#### TASK TO CARRY OUT:
Which of the lines below hold the word "numbers"? Pull each of them out.

#### Data records:
--------------------
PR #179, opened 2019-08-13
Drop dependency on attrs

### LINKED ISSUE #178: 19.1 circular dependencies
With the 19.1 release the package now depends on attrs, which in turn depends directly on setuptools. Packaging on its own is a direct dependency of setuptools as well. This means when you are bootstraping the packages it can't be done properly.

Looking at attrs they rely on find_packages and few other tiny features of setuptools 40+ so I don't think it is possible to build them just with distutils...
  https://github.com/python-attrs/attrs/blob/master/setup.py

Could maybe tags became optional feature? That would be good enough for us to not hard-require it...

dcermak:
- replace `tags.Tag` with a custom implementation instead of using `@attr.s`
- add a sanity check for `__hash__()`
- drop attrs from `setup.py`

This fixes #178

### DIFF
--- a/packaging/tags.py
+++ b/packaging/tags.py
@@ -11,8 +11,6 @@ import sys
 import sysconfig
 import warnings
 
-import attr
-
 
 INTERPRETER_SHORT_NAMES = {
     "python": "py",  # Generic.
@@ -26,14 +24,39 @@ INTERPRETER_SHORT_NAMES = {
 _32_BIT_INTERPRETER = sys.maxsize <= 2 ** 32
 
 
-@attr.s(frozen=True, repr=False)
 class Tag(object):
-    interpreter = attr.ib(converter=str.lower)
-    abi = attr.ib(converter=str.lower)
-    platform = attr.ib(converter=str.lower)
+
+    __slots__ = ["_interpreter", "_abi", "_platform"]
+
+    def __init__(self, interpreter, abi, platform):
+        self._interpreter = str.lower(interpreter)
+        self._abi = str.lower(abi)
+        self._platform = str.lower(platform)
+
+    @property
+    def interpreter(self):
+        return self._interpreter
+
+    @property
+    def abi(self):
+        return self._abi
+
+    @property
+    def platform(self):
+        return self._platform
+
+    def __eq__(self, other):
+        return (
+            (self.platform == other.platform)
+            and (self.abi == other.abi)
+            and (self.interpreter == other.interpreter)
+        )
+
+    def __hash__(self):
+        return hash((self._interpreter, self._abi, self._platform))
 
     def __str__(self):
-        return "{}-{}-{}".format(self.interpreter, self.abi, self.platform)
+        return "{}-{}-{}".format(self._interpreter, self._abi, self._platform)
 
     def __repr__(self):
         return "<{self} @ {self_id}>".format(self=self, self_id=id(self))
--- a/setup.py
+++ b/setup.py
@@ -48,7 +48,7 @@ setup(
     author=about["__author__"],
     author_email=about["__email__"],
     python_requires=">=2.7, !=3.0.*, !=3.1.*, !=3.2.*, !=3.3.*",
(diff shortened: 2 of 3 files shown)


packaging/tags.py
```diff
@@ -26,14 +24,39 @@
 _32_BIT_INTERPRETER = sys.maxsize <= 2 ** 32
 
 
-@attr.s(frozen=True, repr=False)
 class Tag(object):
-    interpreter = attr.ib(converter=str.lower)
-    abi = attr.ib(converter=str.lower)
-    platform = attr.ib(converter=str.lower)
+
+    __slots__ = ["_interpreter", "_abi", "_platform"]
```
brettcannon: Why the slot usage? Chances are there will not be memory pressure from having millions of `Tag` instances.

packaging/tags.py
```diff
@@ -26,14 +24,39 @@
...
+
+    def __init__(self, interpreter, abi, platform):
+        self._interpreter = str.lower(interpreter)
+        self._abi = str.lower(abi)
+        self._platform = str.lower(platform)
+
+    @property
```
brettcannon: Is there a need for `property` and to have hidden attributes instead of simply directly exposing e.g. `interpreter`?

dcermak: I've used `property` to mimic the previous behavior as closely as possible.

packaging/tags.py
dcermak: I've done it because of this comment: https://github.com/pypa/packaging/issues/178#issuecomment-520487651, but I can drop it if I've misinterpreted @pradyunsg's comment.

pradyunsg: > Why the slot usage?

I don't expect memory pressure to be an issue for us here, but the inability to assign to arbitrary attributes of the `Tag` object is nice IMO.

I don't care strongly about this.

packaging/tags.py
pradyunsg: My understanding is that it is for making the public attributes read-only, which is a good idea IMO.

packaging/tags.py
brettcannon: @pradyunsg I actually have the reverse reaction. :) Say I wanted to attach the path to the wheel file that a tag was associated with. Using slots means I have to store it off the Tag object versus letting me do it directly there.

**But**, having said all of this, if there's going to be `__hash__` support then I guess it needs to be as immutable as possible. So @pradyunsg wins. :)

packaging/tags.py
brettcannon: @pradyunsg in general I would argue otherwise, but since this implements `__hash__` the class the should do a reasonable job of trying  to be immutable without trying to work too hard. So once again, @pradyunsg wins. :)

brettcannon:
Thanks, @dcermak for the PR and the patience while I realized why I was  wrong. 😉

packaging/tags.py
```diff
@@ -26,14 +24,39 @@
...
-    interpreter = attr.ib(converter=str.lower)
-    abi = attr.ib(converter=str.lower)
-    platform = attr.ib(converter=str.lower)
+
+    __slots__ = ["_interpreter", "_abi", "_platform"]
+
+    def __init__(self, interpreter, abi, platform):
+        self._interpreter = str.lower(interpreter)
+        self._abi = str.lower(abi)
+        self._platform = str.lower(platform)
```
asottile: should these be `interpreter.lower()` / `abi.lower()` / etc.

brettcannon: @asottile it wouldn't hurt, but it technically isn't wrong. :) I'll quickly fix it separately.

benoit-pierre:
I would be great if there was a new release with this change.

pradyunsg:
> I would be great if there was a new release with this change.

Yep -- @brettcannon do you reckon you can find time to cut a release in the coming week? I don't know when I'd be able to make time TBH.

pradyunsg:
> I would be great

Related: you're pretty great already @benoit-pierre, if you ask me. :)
--------------------
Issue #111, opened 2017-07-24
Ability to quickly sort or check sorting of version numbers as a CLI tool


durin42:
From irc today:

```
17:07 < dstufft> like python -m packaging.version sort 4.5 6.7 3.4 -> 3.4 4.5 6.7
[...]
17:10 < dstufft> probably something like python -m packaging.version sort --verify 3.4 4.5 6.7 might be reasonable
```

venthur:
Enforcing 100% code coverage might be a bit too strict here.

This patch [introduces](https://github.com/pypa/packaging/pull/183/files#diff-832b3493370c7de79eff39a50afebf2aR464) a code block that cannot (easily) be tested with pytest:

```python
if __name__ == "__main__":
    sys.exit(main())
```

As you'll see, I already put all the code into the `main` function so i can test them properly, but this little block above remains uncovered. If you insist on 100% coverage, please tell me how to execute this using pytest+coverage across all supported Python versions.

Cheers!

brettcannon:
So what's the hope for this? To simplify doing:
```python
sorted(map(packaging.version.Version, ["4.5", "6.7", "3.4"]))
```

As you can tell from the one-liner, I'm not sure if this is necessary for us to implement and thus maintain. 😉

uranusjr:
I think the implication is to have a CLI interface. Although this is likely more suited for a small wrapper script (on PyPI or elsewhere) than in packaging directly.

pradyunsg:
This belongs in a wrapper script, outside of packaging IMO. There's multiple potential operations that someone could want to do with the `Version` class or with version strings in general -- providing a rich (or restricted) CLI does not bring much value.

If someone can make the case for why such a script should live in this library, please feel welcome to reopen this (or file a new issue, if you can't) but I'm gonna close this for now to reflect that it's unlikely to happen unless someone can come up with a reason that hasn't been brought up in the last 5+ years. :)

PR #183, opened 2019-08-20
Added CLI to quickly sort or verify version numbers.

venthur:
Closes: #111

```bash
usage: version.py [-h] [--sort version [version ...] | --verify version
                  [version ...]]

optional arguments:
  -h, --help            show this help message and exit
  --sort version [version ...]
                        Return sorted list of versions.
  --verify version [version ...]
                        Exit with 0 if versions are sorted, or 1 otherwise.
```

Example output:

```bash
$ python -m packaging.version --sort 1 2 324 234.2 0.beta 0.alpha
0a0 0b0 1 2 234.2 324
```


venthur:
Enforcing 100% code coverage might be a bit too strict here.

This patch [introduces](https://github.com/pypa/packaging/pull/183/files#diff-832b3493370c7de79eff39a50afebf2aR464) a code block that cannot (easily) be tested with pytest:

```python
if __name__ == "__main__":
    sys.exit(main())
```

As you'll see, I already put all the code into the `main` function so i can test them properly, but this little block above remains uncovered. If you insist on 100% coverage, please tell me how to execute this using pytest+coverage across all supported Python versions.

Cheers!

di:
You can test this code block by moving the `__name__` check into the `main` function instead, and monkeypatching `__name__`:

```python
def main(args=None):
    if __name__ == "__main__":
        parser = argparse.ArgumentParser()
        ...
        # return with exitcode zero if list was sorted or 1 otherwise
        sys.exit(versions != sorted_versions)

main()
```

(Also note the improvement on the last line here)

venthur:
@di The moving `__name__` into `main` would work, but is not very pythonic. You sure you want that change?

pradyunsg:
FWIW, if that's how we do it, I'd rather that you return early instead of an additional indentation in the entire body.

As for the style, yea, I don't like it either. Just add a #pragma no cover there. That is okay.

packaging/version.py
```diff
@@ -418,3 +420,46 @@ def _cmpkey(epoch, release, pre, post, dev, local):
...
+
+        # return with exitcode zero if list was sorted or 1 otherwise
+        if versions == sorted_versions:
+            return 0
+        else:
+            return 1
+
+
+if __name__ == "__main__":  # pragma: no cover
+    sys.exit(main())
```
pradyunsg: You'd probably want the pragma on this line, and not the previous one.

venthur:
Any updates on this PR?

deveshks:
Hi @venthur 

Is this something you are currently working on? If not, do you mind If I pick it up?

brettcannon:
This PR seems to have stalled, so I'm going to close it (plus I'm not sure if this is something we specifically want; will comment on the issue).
--------------------
#### SOLUTION TO THIS PROBLEM:
Ability to quickly sort or check sorting of version numbers as a CLI tool
Added CLI to quickly sort or verify version numbers.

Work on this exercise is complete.